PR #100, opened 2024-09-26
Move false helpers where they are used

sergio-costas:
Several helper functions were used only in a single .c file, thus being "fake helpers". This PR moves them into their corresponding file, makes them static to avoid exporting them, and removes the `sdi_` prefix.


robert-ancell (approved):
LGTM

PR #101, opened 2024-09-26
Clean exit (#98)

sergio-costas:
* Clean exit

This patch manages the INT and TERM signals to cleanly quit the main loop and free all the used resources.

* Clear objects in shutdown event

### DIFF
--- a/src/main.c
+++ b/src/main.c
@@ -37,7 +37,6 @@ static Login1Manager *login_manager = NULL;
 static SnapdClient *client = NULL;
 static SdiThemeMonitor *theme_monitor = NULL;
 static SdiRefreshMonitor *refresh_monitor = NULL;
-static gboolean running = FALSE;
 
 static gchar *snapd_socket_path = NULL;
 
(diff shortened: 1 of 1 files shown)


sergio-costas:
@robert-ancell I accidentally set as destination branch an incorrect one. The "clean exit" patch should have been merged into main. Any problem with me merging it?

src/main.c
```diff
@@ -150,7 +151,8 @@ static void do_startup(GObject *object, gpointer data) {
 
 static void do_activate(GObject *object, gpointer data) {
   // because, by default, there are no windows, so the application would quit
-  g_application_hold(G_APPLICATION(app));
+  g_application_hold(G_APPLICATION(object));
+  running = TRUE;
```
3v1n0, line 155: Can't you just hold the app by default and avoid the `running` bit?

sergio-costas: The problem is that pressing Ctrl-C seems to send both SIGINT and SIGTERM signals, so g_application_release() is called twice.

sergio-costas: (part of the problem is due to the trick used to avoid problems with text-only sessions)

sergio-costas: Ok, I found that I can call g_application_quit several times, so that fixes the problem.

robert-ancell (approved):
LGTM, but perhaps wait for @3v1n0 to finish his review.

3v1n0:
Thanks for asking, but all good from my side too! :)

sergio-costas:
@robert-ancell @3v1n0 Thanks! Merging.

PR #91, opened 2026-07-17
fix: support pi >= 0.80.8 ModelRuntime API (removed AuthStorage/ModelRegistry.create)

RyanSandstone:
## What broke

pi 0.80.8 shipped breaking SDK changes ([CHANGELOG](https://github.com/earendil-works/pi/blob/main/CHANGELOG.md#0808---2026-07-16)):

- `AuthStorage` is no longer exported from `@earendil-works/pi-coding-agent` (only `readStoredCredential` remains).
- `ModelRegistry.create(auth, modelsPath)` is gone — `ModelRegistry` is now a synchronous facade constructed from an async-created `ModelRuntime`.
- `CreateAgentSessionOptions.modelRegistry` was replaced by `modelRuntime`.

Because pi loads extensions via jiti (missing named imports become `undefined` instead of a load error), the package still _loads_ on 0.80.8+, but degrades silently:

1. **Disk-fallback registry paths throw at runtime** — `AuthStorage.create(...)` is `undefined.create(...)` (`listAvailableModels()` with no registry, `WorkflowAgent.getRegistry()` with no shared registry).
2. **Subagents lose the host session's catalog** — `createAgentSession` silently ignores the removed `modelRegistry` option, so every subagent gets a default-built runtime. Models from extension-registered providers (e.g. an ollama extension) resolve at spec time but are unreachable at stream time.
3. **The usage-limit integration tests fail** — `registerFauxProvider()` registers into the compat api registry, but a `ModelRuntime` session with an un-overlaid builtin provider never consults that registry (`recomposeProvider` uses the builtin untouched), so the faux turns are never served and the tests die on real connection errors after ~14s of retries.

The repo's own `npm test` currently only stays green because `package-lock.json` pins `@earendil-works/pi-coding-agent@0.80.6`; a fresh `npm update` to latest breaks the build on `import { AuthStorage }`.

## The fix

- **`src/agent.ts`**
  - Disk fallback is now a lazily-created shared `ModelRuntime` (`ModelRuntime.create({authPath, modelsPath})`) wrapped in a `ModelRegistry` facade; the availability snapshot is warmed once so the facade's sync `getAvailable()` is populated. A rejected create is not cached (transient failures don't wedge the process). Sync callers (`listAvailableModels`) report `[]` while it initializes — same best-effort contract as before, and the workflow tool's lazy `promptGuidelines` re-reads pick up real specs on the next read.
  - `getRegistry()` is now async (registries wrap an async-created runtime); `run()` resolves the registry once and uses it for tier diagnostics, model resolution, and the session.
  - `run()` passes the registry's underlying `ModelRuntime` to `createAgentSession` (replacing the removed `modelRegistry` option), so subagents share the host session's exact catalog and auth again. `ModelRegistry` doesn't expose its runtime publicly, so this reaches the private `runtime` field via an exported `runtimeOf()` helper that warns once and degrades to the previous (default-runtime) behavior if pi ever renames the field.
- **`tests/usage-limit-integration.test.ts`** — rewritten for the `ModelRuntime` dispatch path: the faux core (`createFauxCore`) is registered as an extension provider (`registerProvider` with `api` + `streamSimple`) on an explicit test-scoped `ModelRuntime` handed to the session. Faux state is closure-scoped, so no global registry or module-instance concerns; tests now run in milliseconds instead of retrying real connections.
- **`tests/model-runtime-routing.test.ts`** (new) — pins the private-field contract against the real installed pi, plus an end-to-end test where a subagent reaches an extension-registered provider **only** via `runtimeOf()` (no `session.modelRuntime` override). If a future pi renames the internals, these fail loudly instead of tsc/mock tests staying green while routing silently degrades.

> WORK INSTRUCTION
Restate the data word for word.

> RESULT OF THIS EXERCISE
PR #100, opened 2024-09-26
Move false helpers where they are used

sergio-costas:
Several helper functions were used only in a single .c file, thus being "fake helpers". This PR moves them into their corresponding file, makes them static to avoid exporting them, and removes the `sdi_` prefix.


robert-ancell (approved):
LGTM

PR #101, opened 2024-09-26
Clean exit (#98)

sergio-costas:
* Clean exit

This patch manages the INT and TERM signals to cleanly quit the main loop and free all the used resources.

* Clear objects in shutdown event

### DIFF
--- a/src/main.c
+++ b/src/main.c
@@ -37,7 +37,6 @@ static Login1Manager *login_manager = NULL;
 static SnapdClient *client = NULL;
 static SdiThemeMonitor *theme_monitor = NULL;
 static SdiRefreshMonitor *refresh_monitor = NULL;
-static gboolean running = FALSE;
 
 static gchar *snapd_socket_path = NULL;
 
(diff shortened: 1 of 1 files shown)


sergio-costas:
@robert-ancell I accidentally set as destination branch an incorrect one. The "clean exit" patch should have been merged into main. Any problem with me merging it?

src/main.c
```diff
@@ -150,7 +151,8 @@ static void do_startup(GObject *object, gpointer data) {
 
 static void do_activate(GObject *object, gpointer data) {
   // because, by default, there are no windows, so the application would quit
-  g_application_hold(G_APPLICATION(app));
+  g_application_hold(G_APPLICATION(object));
+  running = TRUE;
```
3v1n0, line 155: Can't you just hold the app by default and avoid the `running` bit?

sergio-costas: The problem is that pressing Ctrl-C seems to send both SIGINT and SIGTERM signals, so g_application_release() is called twice.

sergio-costas: (part of the problem is due to the trick used to avoid problems with text-only sessions)

sergio-costas: Ok, I found that I can call g_application_quit several times, so that fixes the problem.

robert-ancell (approved):
LGTM, but perhaps wait for @3v1n0 to finish his review.

3v1n0:
Thanks for asking, but all good from my side too! :)

sergio-costas:
@robert-ancell @3v1n0 Thanks! Merging.

PR #91, opened 2026-07-17
fix: support pi >= 0.80.8 ModelRuntime API (removed AuthStorage/ModelRegistry.create)

RyanSandstone:
## What broke

pi 0.80.8 shipped breaking SDK changes ([CHANGELOG](https://github.com/earendil-works/pi/blob/main/CHANGELOG.md#0808---2026-07-16)):

- `AuthStorage` is no longer exported from `@earendil-works/pi-coding-agent` (only `readStoredCredential` remains).
- `ModelRegistry.create(auth, modelsPath)` is gone — `ModelRegistry` is now a synchronous facade constructed from an async-created `ModelRuntime`.
- `CreateAgentSessionOptions.modelRegistry` was replaced by `modelRuntime`.

Because pi loads extensions via jiti (missing named imports become `undefined` instead of a load error), the package still _loads_ on 0.80.8+, but degrades silently:

1. **Disk-fallback registry paths throw at runtime** — `AuthStorage.create(...)` is `undefined.create(...)` (`listAvailableModels()` with no registry, `WorkflowAgent.getRegistry()` with no shared registry).
2. **Subagents lose the host session's catalog** — `createAgentSession` silently ignores the removed `modelRegistry` option, so every subagent gets a default-built runtime. Models from extension-registered providers (e.g. an ollama extension) resolve at spec time but are unreachable at stream time.
3. **The usage-limit integration tests fail** — `registerFauxProvider()` registers into the compat api registry, but a `ModelRuntime` session with an un-overlaid builtin provider never consults that registry (`recomposeProvider` uses the builtin untouched), so the faux turns are never served and the tests die on real connection errors after ~14s of retries.

The repo's own `npm test` currently only stays green because `package-lock.json` pins `@earendil-works/pi-coding-agent@0.80.6`; a fresh `npm update` to latest breaks the build on `import { AuthStorage }`.

## The fix

- **`src/agent.ts`**
  - Disk fallback is now a lazily-created shared `ModelRuntime` (`ModelRuntime.create({authPath, modelsPath})`) wrapped in a `ModelRegistry` facade; the availability snapshot is warmed once so the facade's sync `getAvailable()` is populated. A rejected create is not cached (transient failures don't wedge the process). Sync callers (`listAvailableModels`) report `[]` while it initializes — same best-effort contract as before, and the workflow tool's lazy `promptGuidelines` re-reads pick up real specs on the next read.
  - `getRegistry()` is now async (registries wrap an async-created runtime); `run()` resolves the registry once and uses it for tier diagnostics, model resolution, and the session.
  - `run()` passes the registry's underlying `ModelRuntime` to `createAgentSession` (replacing the removed `modelRegistry` option), so subagents share the host session's exact catalog and auth again. `ModelRegistry` doesn't expose its runtime publicly, so this reaches the private `runtime` field via an exported `runtimeOf()` helper that warns once and degrades to the previous (default-runtime) behavior if pi ever renames the field.
- **`tests/usage-limit-integration.test.ts`** — rewritten for the `ModelRuntime` dispatch path: the faux core (`createFauxCore`) is registered as an extension provider (`registerProvider` with `api` + `streamSimple`) on an explicit test-scoped `ModelRuntime` handed to the session. Faux state is closure-scoped, so no global registry or module-instance concerns; tests now run in milliseconds instead of retrying real connections.
- **`tests/model-runtime-routing.test.ts`** (new) — pins the private-field contract against the real installed pi, plus an end-to-end test where a subagent reaches an extension-registered provider **only** via `runtimeOf()` (no `session.modelRuntime` override). If a future pi renames the internals, these fail loudly instead of tsc/mock tests staying green while routing silently degrades.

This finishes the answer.